愛する君を消す

車いす

十二月二十四日。約束の時間より一時間早く家を出た。街路樹はすっかり葉を落とし、冬枯れの輪郭だけが立っている。鞄の中に、便箋の束を入れるための空の場所を一つ用意した。

病室のドアを軽くノックした。お母様はすでにベッドの脇に立っていた。グレーのコートの上に白いストールをかけている。私を見て小さく頷く。

「桜井さん、来てくださってありがとう」

「お願いします」

透はいつもの顔で横たわっていた。掛布団の端のわずかな膨らみだけが、彼の呼吸を伝えている。ベッドサイドに医療用の灰色の車いすが寄せられていた。看護師が二人。若い方が軽くお辞儀をする。

「移乗、はじめてもよろしいですか」

看護師たちが慣れた手つきで透の身体を起こした。一人が両肩のうしろを、もう一人が両膝のうらを支える。首がわずかに傾き、肘がそれを支え直した。毛布の縁から痩せた手がはみ出た。

車いすの上に彼が収まる。お母様が紺色の毛布を膝にかけ、濃紺のマフラーを首元に巻いた。マフラーの上で手が一度止まり、毛糸の編み目に手のひらを浅く沈めた。何かを言いかけて、言わなかった。

サイドテーブルの便箋の束を両手で取り、見ずに鞄にしまった。用意していた場所に、束はちょうど収まった。

「行ってきます」

私は車いすの後ろにまわり、ハンドルに両手を添えて頭を下げた。

「いってらっしゃい。ゆっくり、ね」

看護師がドアを開けてくれた。タイヤがリノリウムの床に低く鳴る。背もたれの上から、彼の頭の上半分だけが見えた。
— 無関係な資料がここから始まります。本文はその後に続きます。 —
PR #215, opened 2018-05-03
Switch to a YAML config file

jibsheet:
The way our YAML config file usage works, we export settings directly from
YAML into the settings namespace, instead of our previous json system which
would do

FOO = ENV_TOKENS.get('FOO', FOO)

廊下は白かった。曲がり角では内側のタイヤを緩め、段差では後ろのタイヤを浮かせる。

エレベーターの中で車いすを後ろ向きに入れた。透の頭の後ろがちょうど私の胸の高さに来ていた。立っていたときには見上げた人の頭が、今は私の胸の前で止まっている。

一階で扉が開く。自動ドアまでまっすぐ押した。

クリスマスイブの低い冬の陽が差し込んでくる。屋内の白さとは別の質の白さだった。光は透の頬にわずかに届き、マフラーの濃紺がそのなかで少しだけ深く見えた。車いすを外へ押し出した。